Option 1 - Disable TPMS:

In FA, remove 2VB, and VO Code ICM, CIC/NBT, KOMBI, and DSC.

Then Verify / FDL Code the following:

HU_CIC => RDC = nicht_aktiv 
KOMBI => ST_TYR_TIMEOUT = nicht_aktiv
KOMBI => ST_TYR_ALIVE = nicht_aktiv

You still need to pull the plug out of the RDC or remover the fuse, otherwise the car is still going to recognize the module and light is going to stay on.

Option 2 - Change TPMS from RDC to RPA: 

In FA, change 2VB to 265 and VO Code ICM, CIC/NBT, KOMBI, and DSC.

Then Verify / FDL Code the following:

CIC/NBT => RPA_CIC = aktiv
CIC/NBT => RDC = nicht_aktiv
CIC/NBT => RDC_SAFETY = nicht_aktiv
KOMBI => RDC_ALIVE = nicht_aktiv
KOMBI => MMI_ENA_RPA_RDC = aktiv
KOMBI => RDC_VERBAUT = nicht_aktiv
KOMBI => DSC_MIT_RPA_CC = aktiv
KOMBI => RDC_DISP_SWITCH = nicht_aktiv
DSC => AUSSTATTUNG_RPA = aktiv"


----------



## escalade26s (Jul 22, 2009)

Will these directions work on F01 as well?
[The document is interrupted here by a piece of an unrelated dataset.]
PR #1638, opened 2026-07-12
[lora] feat: multi lora async (full PR, see stacked diff PRs instead)

mathewjhan:
# Summary

Allow disagg fully async training on multiple loras (all-linear, excluding expert) per step in Miles using megatron-bridge.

If so, where is the module and name of the fuse?


----------



## shawnsheridan (Jan 10, 2009)

escalade26s said:


> Will these directions work on F01 as well? If so, where is the module and name of the fuse?
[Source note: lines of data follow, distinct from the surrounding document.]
PR #1639, opened 2026-07-12
rollout: decouple oversampling-abort teardown into a pluggable agent hook

Shi-Dong:
## Problem

With oversampling on, once the trainer has collected enough samples, the rollout aborts the in-flight **SGLang** generations via `/abort_request {"abort_all": true}`. But the external agent loops driving the agentic rollouts are never told.

Each aborted generation just looks like one finished LLM call to the agent, so the agent immediately issues the *next* completion request back to SGLang. The loops keep hammering SGLang and holding their sandbox containers until they independently hit their own `max_seq_len` / trial timeout — wasting inference during the drain and pinning containers.

## Why not a hard-coded flush in core

Miles' core rollout is agent-host-agnostic: `agentic_tool_call.generate` delegates *all* agent-host knowledge to a plugin loaded from `--custom-agent-function-path`. Baking a Harbor-specific `/flush` call into the core rollout would wrongly assume every deployment uses a Harbor agent server that speaks `/flush`, which isn't always true.

## Fix (pluggable hook, both sync and async paths)

- **Core stays agnostic.** New `miles.utils.misc.call_agent_abort_hook(args)` looks for a sibling `abort` callable in the *same module* as the configured `--custom-agent-function-path` and awaits it if present. No hook → drain as before. Zero Harbor strings, no new core args. Non-agentic and non-Harbor runs are unaffected.
- **Wired into BOTH oversampling-abort implementations:**
  - `miles/rollout/sglang_rollout.py::abort` — the legacy/sync path (default when `MILES_EXPERIMENTAL_ROLLOUT_REFACTOR` is unset).
  - `miles/rollout/inference_rollout/inference_rollout_train.py::abort` — the experimental-refactor path used by **async** training (`train_async.py` + `MILES_EXPERIMENTAL_ROLLOUT_REFACTOR=1` → `InferenceRolloutFn`). This is the path Shi's agentic async runs actually take, so covering it is the point.
- **Harbor teardown lives in the plugin.** The Harbor `/flush` logic is in `examples/experimental/swe-agent-v2/swe_agent_function.py` as its `abort(args)` hook — next to the `AGENT_SERVER_URL` + `/run` code it already owns. It flushes the agent server's in-flight `/run` trials for this run's `session_server_instance_id` (sending `HARBOR_ADMIN_SECRET` as a bearer token when present). No-op unless the URL + instance id are available.

No Harbor server change is needed — `/flush` already exists in `harbor-miles-v0.13.1` and returns HTTP 200 on cancel.

## Test plan

- [ ] Sync agentic run (legacy path): on oversampling abort, plugin logs `Flushed agent server ...` and Harbor `/run` tasks terminate instead of continuing to call SGLang.
- [ ] Async agentic run (`train_async.py` + refactor): same behavior via `inference_rollout_train.abort`.
- [ ] Agentic run whose plugin defines no `abort`: `call_agent_abort_hook` is a silent no-op; drain unchanged.
- [ ] Non-agentic (rule-based RM) run: `custom_agent_function_path` is None → hook lookup short-circuits; abort behavior unchanged.


miles/rollout/inference_rollout/inference_rollout_train.py
```diff
@@ -29,6 +29,10 @@ async def abort(state: GenerateState, pendings: set, rollout_id: int) -> list[li
     logger.info(f"Abort request for {urls}")
     await asyncio.gather(*[post(f"{url}/abort_request", {"abort_all": True}) for url in urls])
 
+    # Let the agent integration tear down its in-flight trials so they stop hitting
+    # SGLang, instead of running on until their own max_seq_len / timeout.
+    await call_agent_abort_hook(args)
```
maocheng23, line 34: Would this be triggered even not under SWE job?

miles/rollout/sglang_rollout.py
```diff
@@ -361,6 +361,10 @@ async def abort(args: Namespace, rollout_id: int) -> list[list[Sample]]:
         if isinstance(result, Exception):
             logger.warning(f"Failed to abort worker at {url}: {result}")
 
+    # Let the agent integration tear down its in-flight trials so they stop hitting
+    # SGLang, instead of running on until their own max_seq_len / timeout.
+    await call_agent_abort_hook(args)
```
maocheng23, line 366: Same as above

miles/rollout/inference_rollout/inference_rollout_train.py
Shi-Dong: I don't think so: if `custom_agent_function_path` is not set, then `call_agent_abort_hook` is just a no-op.

maocheng23 (approved):

maocheng23 (approved):

yueming-yuan (approved):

They should work on any F-series car. I have no idea though where Module is and what Fuse it is in F01.


----------



## ap90500 (Oct 23, 2013)

At least in Euro cars, it is not necessary to add 265. Removing 2VB and vo-coding relevant modules, plus pulling the fuse, converts the car from RDC to RPA.
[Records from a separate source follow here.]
PR #1643, opened 2026-07-12
fix(weight-update): track disk-delta engine freshness

guapisolo:
## Summary
Keep disk-delta weight updates connected across rollout-engine lifecycle changes.

## Symptom & Reproduction
- **Symptom:** `tests/e2e/megatron/test_qwen3_4B_disk_delta.py` fails before weight sync with `AttributeError: 'UpdateWeightFromDiskDelta' object has no attribute 'is_rollout_engines_fresh'`.
- **Reproduction:** Run `python3 tests/e2e/megatron/test_qwen3_4B_disk_delta.py` on its registered `stage-c-8-gpu-h100` environment.

## Root Cause
1. `MegatronTrainRayActor.update_weights` requires each updater to report connection freshness.
2. `UpdateWeightFromDiskDelta` omitted the freshness methods and connection state.

## Fix
Track rollout-engine handles and stale state inside `UpdateWeightFromDiskDelta`, then clear stale state when engines reconnect. This completes the existing updater lifecycle contract without a caller-side fallback.

## Verification
- **Regression e2e:** `tests/e2e/megatron/test_qwen3_4B_disk_delta.py` passed on its registered `stage-c-8-gpu-h100` job in 334s before the review-only removal of the standalone unit test.
- **Review follow-up:** Removing the standalone test changes no production code; `git diff --check` and `compileall` pass.
- **Interface completeness:** Every Megatron weight updater defines the freshness contract.

## Review Focus
- Scrutinize `UpdateWeightFromDiskDelta` freshness transitions around `connect_rollout_engines`.


yueming-yuan (approved):
approved with nit: we might not need a seperate test for this straightforward logic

This works on E- and F-series. F20/F30 (FEM_body, no JBBF) do not require pulling the fuse.


----------



## mitakam (Nov 28, 2014)

ap90500 said:


> at least in euro cars, it is not necessary to add 265. Removing 2vb and vo-coding relevant modules, plus pulling the fuse, converts the car from rdc to rpa.
> 
> This works on e- and f-series. F20/f30 (fem_body, no jbbf) do not require pulling the fuse.





shawnsheridan said:


> option 2 - change tpms from rdc to rpa:
> 
> In fa, change 2vb to 265 and vo code icm, cic/nbt, kombi, and dsc.
> 
> Then verify / fdl code the following ...


Hi

I have not VO Coded before (only FDL) and don't know how to determine which ECUs should be coded for certain option (i.e. 2VB). So can I convert from RPA to RDC by doing this?

1. Install RDC module
2. Add VO 2VB without coding the ECUs.
3. FDL Code values as per Shawn's post

Or having the VO 2BV added without VO coding the ECUs will screw up something?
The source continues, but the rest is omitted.